PROBLEM STATEMENT
Check every line of the data below for the string "attempting", and copy the ones that hold it.

DATA FOR ANALYSIS
PR #3030, opened 2020-03-16
XRT-289 Need to flash XSABIN file onto flash

maxzhen:
This change set implement the feature to flash a stripped version of dsabin onto flash together with the MCS bitstream.

In order to test this code path, xbmgmt flash --file option is added to be able to write content of a file onto flash and read it back. Note that this option is for developer use. There is no guarantee that it will not corrupt the bitstream on the flash if it's used to write data.

The data (stripped version of dsabin or content of a plain file) is saved on flash at the very end (of the first chip). There should be some tens of MB of free space in this area based on today's shell size and flash size. This implementation limited the data size to be at most 1MB anyway just to be safe. If the data is corrupted by bitstream, it should be easy to detect since we have parity and magic words in meta data on the flash.

### DIFF
--- a/src/runtime_src/core/pcie/driver/linux/xocl/subdev/flash.c
+++ b/src/runtime_src/core/pcie/driver/linux/xocl/subdev/flash.c
@@ -676,6 +676,9 @@ static int qspi_probe(struct xocl_flash *flash)
 {
 	int ret;
 
+	/* Probing on first flash only. */
+	flash->qspi_curr_slave = 0;
+
 	flash_set_ctrl(flash, QSPI_CR_INIT_STATE);
 
 	/* Find out fifo depth before any read/write operations. */
@@ -903,7 +906,7 @@ static bool is_valid_offset(struct xocl_flash *flash, loff_t off)
 	/* Assuming all flash are of the same size, we use
 	 * offset into flash 0 to perform boundary check. */
 	faddr.slave = 0;
-	return flash_faddr2offset(&faddr) < flash->flash_size;
+	return flash_faddr2offset(&faddr) <= flash->flash_size;
 }
 
 /*
@@ -920,10 +923,14 @@ flash_read(struct file *file, char __user *buf, size_t n, loff_t *off)
 
 	FLASH_INFO(flash, "reading 0x%lx bytes @0x%llx", n, *off);
 
-	if (n == 0 || !is_valid_offset(flash, *off + n)) {
+	if (!is_valid_offset(flash, *off)) {
 		FLASH_ERR(flash, "Can't read: out of boundary");
 		return -EINVAL;
 	}
+
+	if (n == 0 || *off == flash->flash_size)
+		return 0;
+	n = min(n, flash->flash_size - (size_t)*off);
 
 	page = vmalloc(FLASH_PAGE_SIZE);
 	if (page == NULL)
@@ -1223,10 +1230,22 @@ static ssize_t properties_show(struct device *dev,
 
 static DEVICE_ATTR_RO(properties);
 
+/* Show size of one chip. Double it for total size for dual chip platforms. */
+static ssize_t size_show(struct device *dev,
+	struct device_attribute *attr, char *buf)
+{
+	struct xocl_flash *flash = dev_get_drvdata(dev);
+
+	return sprintf(buf, "%ld\n", flash->flash_size);
+}
+
+static DEVICE_ATTR_RO(size);
+
 static struct attribute *flash_attrs[] = {
 	&dev_attr_bar_off.attr,
 	&dev_attr_flash_type.attr,
 	&dev_attr_properties.attr,
+	&dev_attr_size.attr,
 	NULL,
 };
 
--- a/src/runtime_src/core/pcie/driver/linux/xocl/subdev/flash.c
+++ b/src/runtime_src/core/pcie/driver/linux/xocl/subdev/flash.c
@@ -906,7 +906,7 @@ static bool is_valid_offset(struct xocl_flash *flash, loff_t off)
 	/* Assuming all flash are of the same size, we use
 	 * offset into flash 0 to perform boundary check. */
 	faddr.slave = 0;
-	return flash_faddr2offset(&faddr) <= flash->flash_size;
+	return flash_faddr2offset(&faddr) < flash->flash_size;
 }
 
 /*
@@ -923,13 +923,10 @@ flash_read(struct file *file, char __user *buf, size_t n, loff_t *off)
 
 	FLASH_INFO(flash, "reading 0x%lx bytes @0x%llx", n, *off);
 
-	if (!is_valid_offset(flash, *off)) {
+	if (n == 0 || !is_valid_offset(flash, *off)) {
 		FLASH_ERR(flash, "Can't read: out of boundary");
-		return -EINVAL;
-	}
-
-	if (n == 0 || *off == flash->flash_size)
 		return 0;
+	}
 	n = min(n, flash->flash_size - (size_t)*off);
 
 	page = vmalloc(FLASH_PAGE_SIZE);
@@ -1066,10 +1063,11 @@ flash_write(struct file *file, const char __user *buf, size_t n, loff_t *off)
 
 	FLASH_INFO(flash, "writing 0x%lx bytes @0x%llx", n, *off);
 
-	if (n == 0 || !is_valid_offset(flash, *off + n)) {
+	if (n == 0 || !is_valid_offset(flash, *off)) {
 		FLASH_ERR(flash, "Can't write: out of boundary");
 		return -EINVAL;
 	}
+	n = min(n, flash->flash_size - (size_t)*off);
 
 	page = vmalloc(FLASH_HUGE_PAGE_SIZE);
 	if (page == NULL)
--- a/src/runtime_src/core/pcie/tools/xbmgmt/cmd_flash.cpp
+++ b/src/runtime_src/core/pcie/tools/xbmgmt/cmd_flash.cpp
@@ -43,8 +43,8 @@ const char *subCmdFlashUsage =
     "--shell --path file --card bdf [--type flash_type]\n"
     "--sc_firmware --path file --card bdf";
 
-#define fmt_str		"    "
-#define DEV_TIMEOUT	60
+#define fmt_str        "    "
+#define DEV_TIMEOUT    60
 
 static int scanDevices(bool verbose, bool json)
 {
@@ -179,7 +179,7 @@ static int updateSC(unsigned index, const char *file)
     dev->sysfs_put("", "shutdown", errmsg, "0\n");
     if (!errmsg.empty()) {
         std::cout << "ERROR: online userpf failed. Please warm reboot." << std::endl;
-	return ret;
+    return ret;
     }
 
     int wait = 0;
@@ -204,6 +204,7 @@ static int updateShell(unsigned index, std::string flashType,
 {
     std::shared_ptr<firmwareImage> pri;
     std::shared_ptr<firmwareImage> sec;
+    std::shared_ptr<firmwareImage> stripped;
 
     if (!flashType.empty()) {
         std::cout << "CAUTION: Overriding flash mode is not recommended. " <<
@@ -223,14 +224,19 @@ static int updateShell(unsigned index, std::string flashType,
     if (pri->fail())
         return -EINVAL;
 
+    stripped = std::make_shared<firmwareImage>(primary, STRIPPED_FIRMWARE);
+    if (stripped->fail())
+        stripped = nullptr;
+
     if (secondary != nullptr) {
         sec = std::make_shared<firmwareImage>(secondary,
             MCS_FIRMWARE_SECONDARY);
         if (sec->fail())
             sec = nullptr;
     }
-
-    return flasher.upgradeFirmware(flashType, pri.get(), sec.get());
+ 
+    return flasher.upgradeFirmware(flashType, pri.get(), sec.get(),
+        stripped.get());
 }
 
 // Reset shell to factory mode.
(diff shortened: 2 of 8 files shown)


maxzhen:
> 
> 
>     1. Shouldn't we pass this option as --shell --path?
> 
>     2. Should we port this to xbmgmt2?

This new options has nothing to do with shells. It's a generic way to flash a regular file onto the board.
Yes, this should be ported to xbmgmt2. But I'd like to make it work for xbmgmt first.

maxzhen:
> 
> 
> This looks good then. Can you create an XRT ticket to port this to xbmgmt2?

XRT-311 is created to track this.

src/runtime_src/core/pcie/driver/linux/xocl/subdev/flash.c
```diff
@@ -903,7 +906,7 @@ static bool is_valid_offset(struct xocl_flash *flash, loff_t off)
 	/* Assuming all flash are of the same size, we use
 	 * offset into flash 0 to perform boundary check. */
 	faddr.slave = 0;
-	return flash_faddr2offset(&faddr) < flash->flash_size;
+	return flash_faddr2offset(&faddr) <= flash->flash_size;
```
rozumx: Could you elaborate more on why the "equal" is needed.   I ask because only flash addresses (e.g., 0 to size of flash) makes sense.  Having it less then or equal "feels" wrong. 

For example: 
If the flash size is 0x10 bytes, what does it mean to have an address of 0x10.

src/runtime_src/core/pcie/tools/xbmgmt/xspi.cpp
```diff
@@ -2180,3 +2224,127 @@ int XSPI_Flasher::upgradeFirmware2Drv(std::istream& mcsStream0,
...
+
+int XSPI_Flasher::xclWriteData(std::vector<unsigned char>& data)
+{
+    const int flash_index = 0;
+
+    if (mFlashDev == nullptr)
+        return -EINVAL;
+
+    if (data.size() > xrt_max_data_len) {
+        std::cout << "meta data is too big (" << data.size() << "B) to flash: "
```
rozumx: Glad to see this error check.  Could the message to improved to report the xrt_max_data_len as well?

src/runtime_src/core/pcie/tools/xbmgmt/xspi.cpp
```diff
@@ -2180,3 +2224,127 @@ int XSPI_Flasher::upgradeFirmware2Drv(std::istream& mcsStream0,
     // Disable bitstream guard.
     return removeBitstreamGuard(mDev.get(), mFlashDev, bsGuardAddr);
 }
+
+const std::string magic = "XRTDATA";
+struct flash_data_header {
+    char magic[7] = "";
+    char ver = 0;
+    uint32_t data_len = 0;
+    uint32_t parity = 0;
```
rozumx: As we have seen in the past with the axlf structures, here can be "future" needs to store additional metadata.   My I suggest adding 64 bytes of "reserved" future space.  For example:
```
struct flash_data_header {
  char magic[7];
  char verion = 0;
  uint32_t data_len_bytes;
  uint32_t parity;
  uint8_t reserved[16];
};
```

src/runtime_src/core/pcie/tools/xbmgmt/xspi.cpp
```diff
@@ -2180,3 +2224,127 @@ int XSPI_Flasher::upgradeFirmware2Drv(std::istream& mcsStream0,
...
+    unsigned int addr = size - sizeof(flash_data_header) - data.size();
+    int ret = writeToFlash(mFlashDev, flash_index, addr,
+        data.data(), data.size());
+    if (ret) {
+        std::cout << "failed to write meta data to flash: " << ret << std::endl;
+        return ret;
+    }
+
+    // Write meta data onto flash
+    flash_data_header header;
```
rozumx: Initialize the structure (including padded bytes) all to zeros.  For example:
`flash_data_header header = {0};`

src/runtime_src/core/pcie/tools/xbmgmt/xspi.cpp
```diff
@@ -2180,3 +2224,127 @@ int XSPI_Flasher::upgradeFirmware2Drv(std::istream& mcsStream0,
     // Disable bitstream guard.
     return removeBitstreamGuard(mDev.get(), mFlashDev, bsGuardAddr);
 }
+
+const std::string magic = "XRTDATA";
+struct flash_data_header {
+    char magic[7] = "";
```
rozumx: Is this value meant to be a "null" terminated string?  or are you simply attempting to initialize the structure to known values.  

If it is to be a "null" terminated string, then add room to include the null character.

If you are attempting to initialize the structure to a known value, then use following syntax when creating the structure (as shown later below)
`flash_data_header header = {0};`

src/runtime_src/core/pcie/tools/xbmgmt/xspi.cpp
```diff
@@ -2180,3 +2224,127 @@ int XSPI_Flasher::upgradeFirmware2Drv(std::istream& mcsStream0,
...
+            << std::endl;
+        return -EINVAL;
+    }
+
+    size_t size = getFlashSize(mDev.get());
+    if (size == 0)
+        return -EINVAL;
+
+    // Write file data onto flash
+    unsigned int addr = size - sizeof(flash_data_header) - data.size();
```
rozumx: Interesting...So does this mean that this XRT DATA will ALWAYS be at the "top" of the FLASH, regardless of its size?

src/runtime_src/core/pcie/tools/xbmgmt/xspi.cpp
```diff
@@ -2180,3 +2224,127 @@ int XSPI_Flasher::upgradeFirmware2Drv(std::istream& mcsStream0,
...
+    flash_data_header header;
+    std::memcpy(header.magic, magic.c_str(), magic.size());
+    header.ver = 0;
+    header.data_len = data.size();
+    header.parity = getParity32(data);
+    addr += data.size();
+    ret = writeToFlash(mFlashDev, flash_index, addr,
+        reinterpret_cast<unsigned char *>(&header), sizeof(header));
+    if (ret) {
+        std::cout << "failed to write meata data header to flash: " << ret
```
rozumx: Spelling error

src/runtime_src/core/pcie/tools/xbmgmt/xspi.cpp
```diff
@@ -2180,3 +2224,127 @@ int XSPI_Flasher::upgradeFirmware2Drv(std::istream& mcsStream0,
...
+            << std::endl;
+        return ret;
+    }
+
+    std::cout << "Persisted " << data.size() << " bytes of meta data to flash "
```
rozumx: Being that this code is C++, you might wish to consider using the boost format, which will make your life easier instead of formatting though the iostreams.  For example, the error message becomes:
`std::cout << boost::format("Persisted %d bytes of meta data to flash %d @0x%x\n") % data.size() % flash_index %addr;`

src/runtime_src/core/pcie/tools/xbmgmt/xspi.cpp
```diff
@@ -2180,3 +2224,127 @@ int XSPI_Flasher::upgradeFirmware2Drv(std::istream& mcsStream0,
...
+        << flash_index << " @0x" << std::hex << addr << std::dec << std::endl;
+    return 0;
+}
+
+int XSPI_Flasher::xclReadData(std::vector<unsigned char>& data)
+{
+    const int flash_index = 0;
+
+    if (mFlashDev == nullptr)
```
rozumx: If we are going to do checks, we should at least inform the user why we are leaving this method.

src/runtime_src/core/pcie/tools/xbmgmt/xspi.cpp
```diff
@@ -2180,3 +2224,127 @@ int XSPI_Flasher::upgradeFirmware2Drv(std::istream& mcsStream0,
...
+        return -EINVAL;
+
+    size_t size = getFlashSize(mDev.get());
+    if (size == 0)
+        return -EINVAL;
```
rozumx: If we are going to do checks, we should at least inform the user why we are leaving this method.

src/runtime_src/core/pcie/tools/xbmgmt/xspi.cpp
```diff
@@ -2180,3 +2224,127 @@ int XSPI_Flasher::upgradeFirmware2Drv(std::istream& mcsStream0,
...
+
+    // Read meta data from flash
+    flash_data_header header;
+    unsigned int addr = size - sizeof(header);
+    std::cout << "reading " << sizeof(header) << " bytes of header from flash "
```
rozumx: Please consider using boost formats

src/runtime_src/core/pcie/tools/xbmgmt/xspi.cpp
```diff
@@ -2180,3 +2224,127 @@ int XSPI_Flasher::upgradeFirmware2Drv(std::istream& mcsStream0,
...
+    addr -= header.data_len;
+    std::cout << "reading " << header.data_len << " bytes of data from flash "
+        << flash_index << " @0x" << std::hex << addr << std::dec << std::endl;
+    ret = readFromFlash(mFlashDev, flash_index, addr, data.data(), data.size());
+    if (ret) {
+        std::cout << "failed to read data from flash: " << ret << std::endl;
+        return ret;
+    }
+    if (header.parity ^ getParity32(data)) {
+        std::cout << "data is corrupted" << std::endl;
```
rozumx: More description should be added here.  For example: "ERROR:  XRT Flash Data is corrupted. Expected: 0xFFEF, Actual: 0xABDF

maxzhen:
Just marked it as do not merge until I have time to get back to this work.

src/runtime_src/core/pcie/driver/linux/xocl/subdev/flash.c
maxzhen: you're right. this does not make sense. i'll revert it back.

src/runtime_src/core/pcie/tools/xbmgmt/xspi.cpp
maxzhen: will do.

src/runtime_src/core/pcie/tools/xbmgmt/xspi.cpp
maxzhen: will do.

src/runtime_src/core/pcie/tools/xbmgmt/xspi.cpp
maxzhen: will do.

src/runtime_src/core/pcie/tools/xbmgmt/xspi.cpp
maxzhen: will use the = { 0 }  syntax.

src/runtime_src/core/pcie/tools/xbmgmt/xspi.cpp
maxzhen: no, it's in the end of the flash, right before header. header data is in the very end, which is a well known location.

src/runtime_src/core/pcie/tools/xbmgmt/xspi.cpp
maxzhen: will fix.

src/runtime_src/core/pcie/tools/xbmgmt/xspi.cpp
maxzhen: will do.

src/runtime_src/core/pcie/tools/xbmgmt/xspi.cpp
maxzhen: will do.

src/runtime_src/core/pcie/tools/xbmgmt/xspi.cpp
maxzhen: will do.

src/runtime_src/core/pcie/tools/xbmgmt/xspi.cpp
maxzhen: will do.

src/runtime_src/core/pcie/tools/xbmgmt/xspi.cpp
maxzhen: will do.

maxzhen:
@rozumx , i have pushed another commit, please take a look.

src/runtime_src/core/pcie/driver/linux/xocl/subdev/flash.c
```diff
@@ -920,10 +923,11 @@ flash_read(struct file *file, char __user *buf, size_t n, loff_t *off)
 
 	FLASH_INFO(flash, "reading 0x%lx bytes @0x%llx", n, *off);
 
-	if (n == 0 || !is_valid_offset(flash, *off + n)) {
+	if (n == 0 || !is_valid_offset(flash, *off)) {
 		FLASH_ERR(flash, "Can't read: out of boundary");
-		return -EINVAL;
+		return 0;
```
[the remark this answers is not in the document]
maxzhen: For read behavior, I was referring to: http://man7.org/linux/man-pages/man2/read.2.html. It specifically talked about this case:
"If the file offset is at or past the end of file, no
       bytes are read, and read() returns zero"
However, for write, the behavior is not clearly defined (E.g., http://man7.org/linux/man-pages/man2/write.2.html).
Maybe I should map it to the below error when the write is beyond the boundary:
"       ENOSPC The device containing the file referred to by fd has no room
              for the data."
I'll change the write return code to -ENOPSC.

src/runtime_src/core/pcie/tools/xbmgmt/cmd_flash.cpp
```diff
@@ -245,12 +251,12 @@ static int resetShell(unsigned index)
...
         return -ECANCELED;
 
-    return flasher.upgradeFirmware("", nullptr, nullptr);
+    return flasher.upgradeFirmware("", nullptr, nullptr, nullptr);
 }
 
 /* We do not take the risk to flash any bmc marked as UNKNOWN */
 static void isSameShellOrSC(DSAInfo& candidate, DSAInfo& current,
-	bool *same_dsa, bool *same_bmc)
+    bool *same_dsa, bool *same_bmc)
```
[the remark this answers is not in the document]
maxzhen: this is a good suggestion and we can fix it later. In this pull request, i was merely changing the indentation, not the logic of the code.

RESULT OF THE EXERCISE
rozumx: Is this value meant to be a "null" terminated string?  or are you simply attempting to initialize the structure to known values.  
If you are attempting to initialize the structure to a known value, then use following syntax when creating the structure (as shown later below)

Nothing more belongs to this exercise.